Additionally, contested elections pose ethical dilemmas for sitting judges. For one thing, Judicial Canons prohibit sitting judges from directly soliciting campaign funds, although their non-judicial opponents do not operate under these restrictions. In addition, attorneys who appear before judges in their courtrooms may contribute to the campaign, creating the appearance and casting shadows of impropriety. Overall, contested elections present the potential for conflicts of interest.

Many qualified attorneys are discouraged from seeking a judicial seat because of contested elections, narrowing the pool of judicial candidates. The expense associated with campaigning, the time investment and the possibility of losing one’s seat to a contender are all major deterrents.

Quite often, the public does not know who the sitting judges are and votes for circuit court judges on the basis of alphabetical order and party affiliation rather than judicial qualifications. Voting polls indicate that party labels and ballot positions are often more significant than judicial qualifications, an unfortunate basis on which to select circuit court judges.

Merit Selection of Judges

Thus, MSBA supports the merit selection of judges. In last year’s Maryland General Assembly, MSBA favored legislation supporting a retention election process for circuit court judges, who after gubernatorial appointment and Senate confirmation would serve 10-year terms before standing for retention election to keep their seats on the bench. MSBA believes this process will promote judicial accountability and ensure the most qualified jurists serve on Maryland’s bench.
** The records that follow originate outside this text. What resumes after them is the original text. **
PR #642, opened 2025-10-03
Main sfam 2349 (Alceml qos classes)

Hamdy-khader:


schmidt-scaled:
Please have a look at the failing checks. Then we can merge and we will then look at the results of e2e. If it is successful, we are fine to test. If not, we have to look at results of e2e.

Hamdy-khader:
@schmidt-scaled Done, checks are passing now

schmidt-scaled (approved):

PR #643, opened 2025-10-03
Fix SFAM-1465 (pool qos)

Hamdy-khader:
enable pool level qos settings


schmidt-scaled:
Can you please fix the linter? Then we can merge and we will then look at the results of e2e. If it is successful, we are fine to test. If not, we have to look at results of e2e.

Hamdy-khader:
@schmidt-scaled Done, checks are passing now.

PR #669, opened 2025-10-29
Fix port allow hublvol connection

Hamdy-khader:


schmidt-scaled (commented):
the parameter in the check is for the source or the target of the hublvol (from where you connect or to where you connect)?
you need to connect FROM secondary TO primary.

PR #80, opened 2024-09-19
Map Example: Fix in editor and enable on frontend w/ server-fetched / rendered coordinates

jblz:
Airtable Map blocks now work in the editor and frontend. Frontend data is populated from the remote server (or WP cache, if enabled).


example/airtable/elden-ring-map/src/blocks/elden-ring-map/view.js
```diff
@@ -1,3 +1,26 @@
...
+import { createRoot } from '@wordpress/element';
+
+import { Map } from './map';
+
+domReady( () => {
+	const elements = [
+		...document.getElementsByClassName( 'wp-block-remote-data-blocks-elden-ring-map' ),
+	];
+
+	elements.forEach( element => {
```
jblz, line 12: I'm pretty sure this will run multiple times if there are more than one map block in a doc.  It will have to be tied to the individual element once I have more time to look at it.

example/airtable/elden-ring-map/src/blocks/elden-ring-map/view.js
```diff
@@ -1,3 +1,26 @@
...
+			const parsed = JSON.parse( context );
+			coordinates = parsed.coordinates ?? [];
+		} catch ( error ) {}
+
+		if ( ! coordinates.length ) {
+			return;
+		}
+
+		const root = createRoot( element );
+		root.render( <Map coordinates={ coordinates } /> );
```
jblz, line 25: I tried to use the Interactivity API for this, but since it's loaded as a (preact) module, I didn't have access to a react root to put the existing Map component stuff.  It will take some refactoring to do it that way.

src/blocks/remote-data-container/components/item-list/item-list.tsx
```diff
@@ -32,13 +32,22 @@ export function ItemList( props: ItemListProps ) {
...
-		const blocks =
-			pattern?.blocks.map( block => cloneBlockWithAttributes( block, result, props.blockName ) ) ??
-			[];
-
-		return (
-			<ItemPreview key={ index } blocks={ blocks } onSelect={ () => props.onSelect( result ) } />
-		);
-	} );
+	return (
+		<ul>
```
jblz, line 35: This is kinda unrelated, but I noticed that we're printing `<li>` elements outside of an `<ul>`, `<ol>`, or `<menu>` element which is [out of spec](https://html.spec.whatwg.org/multipage/grouping-content.html#the-li-element).

example/airtable/elden-ring-map/inc/interactivity-store/interactivity-store.php
```diff
@@ -0,0 +1,37 @@
...
+
+defined( 'ABSPATH' ) || exit();
+
+use RemoteDataBlocks\Editor\DataBinding\BlockBindings;
+use WP_Block;
+
+class InteractivityStore {
+	public static function get_map_interactive_context( WP_Block $block ): array {
+		$query_context = [
+			'blockName'  => 'remote-data-blocks/elden-ring-location', // Why doesn't this match: $block->name,
```
chriszarate: because you are calling this from the Elden Ring Map block

example/airtable/elden-ring-map/inc/interactivity-store/interactivity-store.php
```diff
@@ -0,0 +1,37 @@
...
+			'queryInput' => $block->context['remote-data-blocks/remoteData']['queryInput'],
```
chriszarate:
```suggestion
			'queryInput' => $block->context[ BlockBindings::$context_name ]['queryInput'],
```

src/blocks/remote-data-container/components/item-list/item-list.tsx
chriszarate: Thanks, this was copied from core, but probably missing a container component that supplies the list element.

PR #81, opened 2024-09-20
Extend ExampleApiDataSource from CodedHttpDatasource

shekharnwagh:
This fixes the plugin settings page crashing with error -

```
Fatal error: Uncaught Error: RemoteDataBlocks\Config\QueryContext\HttpQueryContext::__construct(): Argument #1 ($datasource) must be of type RemoteDataBlocks\Config\Datasource\HttpDatasource, RemoteDataBlocks\ExampleApi\Queries\ExampleApiDataSource given, called in /var/www/html/wp-content/plugins/remote-data-blocks/inc/ExampleApi/ExampleApi.php on line 34
in /var/www/html/wp-content/plugins/remote-data-blocks/inc/Config/QueryContext/HttpQueryContext.php on line 64
```

Extending the `ExampleApiDataSource` from `CodedHttpDatasource` fixes the type issue thrown when the `ExampleApiDataSource` instance is passed to query classes, for Example API block. This also has the upside of showing the Example Data Source in the setting page.

### DIFF
--- a/inc/ExampleApi/Queries/ExampleApiDataSource.php
+++ b/inc/ExampleApi/Queries/ExampleApiDataSource.php
@@ -2,13 +2,13 @@
 
 namespace RemoteDataBlocks\ExampleApi\Queries;
 
-use RemoteDataBlocks\Config\Datasource\DatasourceInterface;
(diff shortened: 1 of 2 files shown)


chriszarate (approved):
Thanks!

This selection process places the most qualified judges on Maryland’s bench. Sitting judges have successfully completed a rigorous interview, evaluation and selection process. Their skills, judicial temperament and qualifications have been demonstrated to the Maryland Judicial Nominating Commission. Many have also been evaluated by local and state bar associations. Often, challengers have not been through this process; hence, voters have less chance of assessing their judicial traits.

Marylanders are indeed fortunate to have judges with the highest quality of character, integrity, judicial temperament and learning on Maryland’s Circuit Courts. These sitting judges are well respected and of the highest caliber; they have earned the confidence, respect and support of the public and the Bar. To preserve Maryland’s tradition of judicial excellence, MSBA strongly supports the sitting circuit court judges.